Qui veut la peau d’Antigone : sentinelle de la démocratie

Qui veut la peau d’Antigone : sentinelle de la démocratie

La sentinelle, c’est cette lumière qu’on laisse allumée sur la scène du théâtre quand toutes les autres s’éteignent. La Sentinelle, c’est aussi le nom de la seule compagnie de théâtre professionnelle francophone entièrement dirigée par des Afro-descendants. On pourrait presque dire que c’est tout naturellement que la compagnie s’est tournée vers la figure emblématique et tragique d’Antigone, lumineuse jeunesse qui se dresse contre l’autorité et l’injustice pour demeurer fidèle à ses convictions, à ses croyances, jusqu’au drame final.

Pendant trois semaines, à raison d’une semaine chacun, les interprètes Tatiana Zinga Botao, Philippe Racine et Lyndz Dantiste se sont plongés dans ce grand mythe du théâtre classique. Trois fois le même monologue, trois fois la même issue fatale, et pourtant trois interprétations différentes. Le temps a manqué pour voir les trois versions, mais Théâtre.Québec a pu assister à celle menée par Dantiste, à la troisième semaine.

Qui veut la peau d’Antigone? offre une relecture singulière au centre de laquelle on retrouve, certes, la jeunesse révoltée d’Antigone, sa fougue et sa conception sans concession d’un monde auquel elle peine à donner un sens, mais aussi les personnages qui gravitent autour d’elle et qui se heurtent à son inflexibilité dans sa quête de justice. Créon, l’autorité qui la condamne, Hémon, son amoureux qui se brûle les ailes à sa flamme, Ismène, sa sœur, qui choisit la vie, et l’ombre omniprésente de ses frères défunts et fratricides, Étéocle et Polynice.

La proposition, qui puise dans les différentes versions d’Antigone (les plus connus comme celles de Sophocle, de Brecht et d’Anouilh, et des moins connues comme celles de la poète mexicaine Sara Uribe Sánchez et du poète haïtien Félix Morisseau-Leroy), reste assez sage malgré la violence et la douleur que laissent présager la scénographie et les éclairages rouge sang. Au centre de l’espace, des drapés forment un cercle à l’intérieur d’un autre cercle constitué de petites lumières, seul rempart contre la noirceur de cette prison de pierre où Antigone a été emmurée. C’est de cet espace que jaillit l’idéalisme inébranlable de la jeune fille et de là qu’on remonte le fil des événements.

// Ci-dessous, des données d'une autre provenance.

PR #1054, opened 2020-09-15
Flythrough Missing Translations

Jossos:
- Added 2 Missing Translation Strings
- Fixes [AB#2143](https://dev.azure.com/euclideon/57c3bd2a-8f94-4578-b195-2e4fa9d8f295/_workitems/edit/2143)

PR #1064, opened 2020-09-16
Fly through FPS options

Jossos:
- Added options for Export FPS for Flythroughs
- Fixes [AB#2147](https://dev.azure.com/euclideon/57c3bd2a-8f94-4578-b195-2e4fa9d8f295/_workitems/edit/2147)

### DIFF
--- a/src/main.cpp
+++ b/src/main.cpp
@@ -1005,14 +1005,6 @@ int main(int argc, char **args)
   programState.activeViewportIndex = 0;
   programState.pActiveViewport = &programState.pViewports[programState.activeViewportIndex];
 
-  programState.supportedVideoFPSs.Init(16);
-  programState.supportedVideoFPSs.PushBack(12);
-  programState.supportedVideoFPSs.PushBack(24);
-  programState.supportedVideoFPSs.PushBack(30);
-  programState.supportedVideoFPSs.PushBack(60);
-  programState.supportedVideoFPSs.PushBack(120);
-  programState.videoFPSIndex = 2;
-
   for (int i = 1; i < argc; ++i)
   {
 #if UDPLATFORM_OSX
@@ -1182,8 +1174,6 @@ epilogue:
 
   vcProject_Deinit(&programState, &programState.activeProject);
   vcTexture_Destroy(&programState.image.pImage);
-
-  programState.supportedVideoFPSs.Deinit();
 
   for (ImWchar *pGlyphs : programState.requiredGlyphs)
     udFree(pGlyphs);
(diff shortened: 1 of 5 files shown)


src/main.cpp
```diff
@@ -1005,6 +1005,14 @@ int main(int argc, char **args)
   programState.activeViewportIndex = 0;
   programState.pActiveViewport = &programState.pViewports[programState.activeViewportIndex];
 
+  programState.supportedVideoFPSs.Init(16);
```
samsinsane, line 1008: Use a static array at the top of the `vcFlythrough.cpp` file, it's what we do with similar UI elements. What you have done here is incredibly unnecessary.

src/scene/vcFlythrough.cpp
```diff
@@ -254,7 +254,21 @@ void vcFlythrough::HandleSceneEmbeddedUI(vcState *pProgramState)
 
   if (m_state != vcFTS_Exporting)
   {
-    if (ImGui::Button(vcString::Get("flythroughExport")))
+    if (ImGui::BeginCombo(vcString::Get("flythroughFPS"), udTempStr_CommaInt(pProgramState->supportedVideoFPSs[pProgramState->videoFPSIndex])))
```
samsinsane, line 257: You should just use `udTempStr` instead as `udTempStr_CommaInt` does more work for no value - it is incredibly unlikely that a video will have more than 1000 frames per second.

src/scene/vcFlythrough.cpp
```diff
@@ -254,7 +254,21 @@ void vcFlythrough::HandleSceneEmbeddedUI(vcState *pProgramState)
...
+    {
+      for (size_t i = 0; i < pProgramState->supportedVideoFPSs.length; ++i)
+      {
+        if (ImGui::Selectable(udTempStr_CommaInt(pProgramState->supportedVideoFPSs[i])))
```
samsinsane, line 261: Same as above, just use `udTempStr`.

src/scene/vcFlythrough.cpp
```diff
@@ -254,7 +254,21 @@ void vcFlythrough::HandleSceneEmbeddedUI(vcState *pProgramState)
...
+        {
+          pProgramState->videoFPSIndex = (int)i;
+          m_exportInfo.frameDelta = (1.0 / (double)pProgramState->supportedVideoFPSs[pProgramState->videoFPSIndex]);
+        }
+      }
+
+      ImGui::EndCombo();
+    }
+
+    if (ImGui::Button("export"))
```
samsinsane, line 271: This reverts a translation fix you made two days ago, #1054.

samsinsane (changes requested):

samsinsane (approved):

PR #1065, opened 2020-09-17
Added some functionality to deal with endianness

int-Frank:
While working on unicode conversion I realised I will probably need some endian stuff, so I gave it its own PR

### DIFF
--- a/src/vcEndian.cpp
+++ b/src/vcEndian.cpp
@@ -1,0 +1,43 @@
+
+#include "vcEndian.h"
+
+vcEndian vcEndian_Endianness()
+{
+  union
+  {
+    uint32_t value;
+    uint8_t data[sizeof(uint32_t)];
+  } number;
+
+  number.data[0] = 0x00;
+  number.data[1] = 0x01;
+  number.data[2] = 0x02;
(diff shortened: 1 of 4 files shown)


samsinsane (changes requested):
It's not necessary to know what Endian the current machines is. Most of the systems that read binary data will fail on a BE machine, it's safe to assume the machine is LE since it will be a huge effort to get to BE. Additionally, the only time you want to convert between Endian is when you're reading/writing binary data to disk or network, and you should already know which one by then. An Endian solution would be to offer `template<typename T, bool LE = true> udResult vcBinaryHelper_ReadData(udFile *pFile, T *pData);` and then you would call it like `vcBinaryHelper_ReadData(pFile, &item);` when you know you're reading LE (pretty much all the time) and `vcBinaryHelper_ReadData<false>(pFile, &item);` when you know you're reading BE (pretty much never). In this helper, you use bit shifting to put the bytes in the correct order as bit shifting is Endian agnostic.

Overall, I'm not sure something like Endian support should be done in isolation like this and should be discussed in detail before putting up a generic solution. Where you intended to use this, just handle LE machine with LE/BE data.

PR #1067, opened 2020-09-17
Added support for more colours and different xml structures

int-Frank:
Needed to support all the test files I have

### DIFF
--- a/src/parsers/vc12DXMLLoad.cpp
+++ b/src/parsers/vc12DXMLLoad.cpp
@@ -19,8 +19,11 @@
 #define LOG_WARNING(...) {}
 #define LOG_INFO(...) {}
 
-static bool vc12DXML_IsGreyColour(const char *pStr, uint32_t &out)
+static bool vc12DXML_IsGreyColour(const char *pStr, uint32_t *pOut)
 {
+  if (pStr == nullptr || pOut == nullptr)
+    return false;
+
   bool success = false;
 
   if (udStrBeginsWithi(pStr, "grey "))
@@ -28,10 +31,10 @@ static bool vc12DXML_IsGreyColour(const char *pStr, uint32_t &out)
     uint32_t scale = udStrAtou(pStr + 5); // Skip "grey "
     if (scale > 255)
       scale = 255;
-    out = 0xFF000000;
-    out |= (scale << 16);
-    out |= (scale << 8);
-    out |= (scale << 0);
+    *pOut = 0xFF000000;
+    *pOut |= (scale << 16);
+    *pOut |= (scale << 8);
+    *pOut |= (scale << 0);
     success = true;
   }
   return success;
@@ -80,7 +83,7 @@ static uint32_t vc12DXML_ToColour(const char *pStr)
   }
 
   uint32_t grey = 0;
-  if (vc12DXML_IsGreyColour(pStr, grey))
+  if (vc12DXML_IsGreyColour(pStr, &grey))
     return grey;
 
   return 0xFFFF9D00;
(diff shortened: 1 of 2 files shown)


src/parsers/vc12DXMLLoad.cpp
```diff
@@ -19,7 +19,29 @@
...
+static bool vc12DXML_IsGreyColour(const char *pStr, uint32_t &out)
+{
+  char *pTemp = udStrdup(pStr);
+  char *tokens[2] = {};
+  int nTokens = udStrTokenSplit(pTemp, " ", tokens, 2);
+  bool success = false;
+
+  if (nTokens == 2 && udStrcmpi(tokens[0], "grey") == 0)
+  {
+    uint32_t scale = udStrAtou(tokens[1]);
```
samsinsane, line 31: You can avoid the `udStrdup` and `udStrTokenSplit` above by using `udStrBeginsWithi(pStr, "grey ")` and then here `udStrAtou(pStr + 5); // Skip "grey "`. This probably doesn't need to change, but I think it can be simplified.

src/parsers/vc12DXMLLoad.cpp
```diff
@@ -269,31 +311,47 @@ void vc12DXML_Project::SetName(const char *pName)
   m_pName = udStrdup(pName);
 }
 
-udResult vc12DXML_Project::BeginBuild(udJSON const *pNode)
-{
-  return Build(pNode, m_globals);
-}
-
-udResult vc12DXML_Project::Build(udJSON const *pNode, vc12DXML_ProjectGlobals &globals)
+udResult vc12DXML_Project::AddProject(udJSON const *pNode, vc12DXML_ProjectGlobals &globals)
```
samsinsane, line 314: `globals` should be `const &` or `*pGlobals`, you either don't modify it, or you make it clear in the calling code that the value is being modified. `AddProject(..., globals);` vs `AddProject(..., &globals);`, in the second example it's clear that we expect `globals` to be modified, but we don't know in the first example if it's being modified or not - if we avoid passing by reference (unless it's const) then we do know.

src/parsers/vc12DXMLLoad.cpp
```diff
@@ -316,6 +374,63 @@ udResult vc12DXML_Project::Build(udJSON const *pNode, vc12DXML_ProjectGlobals &g
   return result;
 }
 
+bool vc12DXML_Project::TryLoad(udJSON const *pNode, vc12DXML_ProjectGlobals &globals)
```
samsinsane, line 377: Same as above.

src/parsers/vc12DXMLLoad.cpp
```diff
@@ -316,6 +374,63 @@ udResult vc12DXML_Project::Build(udJSON const *pNode, vc12DXML_ProjectGlobals &g
...
+    {
+      if (AddProject(pNode, globals) != udR_Success)
+        LOG_WARNING("Failed to load project.");
+    }
+  }
+
+  return result;
+}
+
+udResult vc12DXML_Project::Build(udJSON const *pNode, vc12DXML_ProjectGlobals &globals)
```
samsinsane, line 405: Same as above.

src/parsers/vc12dxmlCommon.h
```diff
@@ -72,6 +72,10 @@ class vc12DXML_Project : public vc12DXML_Item
 
 private:
 
+  udResult AddProject(udJSON const *pNode, vc12DXML_ProjectGlobals &globals);
+  bool TryLoad(udJSON const *pNode, vc12DXML_ProjectGlobals &globals);
+
+private:
```
samsinsane, line 78: It's already `private`, only use the visibility qualifiers once per class.

samsinsane (changes requested):

samsinsane (dismissed):

samsinsane (dismissed):

samsinsane (approved):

Lyndz Dantiste est une révélation. Dans la peau de l’héroïne ensevelie vivante, il est explosif quand il le faut, mais jamais dans l’excès, fragile et désorienté, intransigeant, résigné, fier…

La mise en scène de La Sentinelle, dans une dramaturgie de Philippe Racine, fait surtout la part belle aux échanges décisifs qui ont scellé le sort d’Antigone, se rapprochant au plus près des tourments moraux de la fille malheureuse d’Œdipe et de Jocaste. En les mettant en lumière, la production permet de mieux voir l’irréconciliabilité des visions du monde d’Antigone, de Créon… Le récit ne néglige pas pour autant le caractère anxiogène de cette histoire sans véritable vainqueur. L’héroïne à l’éternelle jeunesse incarnée avec force et conviction par Lyndz Dantiste est victime d’une société inique qui ne la comprend pas ou ne veut pas la comprendre, tout comme elle est victime de ses propres décisions, engluée qu’elle est dans une trame où pouvoir, foi et droits fondamentaux s’entremêlent.

Lyndz Dantiste est une révélation. Dans la peau de l’héroïne ensevelie vivante, il est explosif quand il le faut, mais jamais dans l’excès, fragile et désorienté, intransigeant, résigné, fier… Et il se glisse dans la peau des autres personnages avec tout autant d’aplomb. Malgré l’aspect parfois décousu du récit (davantage une succession de scènes qu’un véritable fil dramatique), il nous entraîne dans cette tragédie sans jamais nous en faire décrocher, jusque dans le tombeau d’Antigone.

Servie par Dantiste en conteur hors pair, bercée par les rythmes dansants et les mots créoles qui la parsèment, Qui veut la peau d’Antigone? porte en elle le deuil douloureux et l’âme guerrière d’Antigone, dont le combat contre les injustices de ce monde et pour défendre la démocratie ne connaît jamais de fin.